> THE RECORDS:
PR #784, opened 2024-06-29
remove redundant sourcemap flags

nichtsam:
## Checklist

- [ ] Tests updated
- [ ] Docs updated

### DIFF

> WHAT TO DO: Repeat all of the data exactly.

> RESPONSE AREA:
PR #784, opened 2024-06-29
remove redundant sourcemap flags

nichtsam:
## Checklist

- [ ] Tests updated
- [ ] Docs updated

### DIFF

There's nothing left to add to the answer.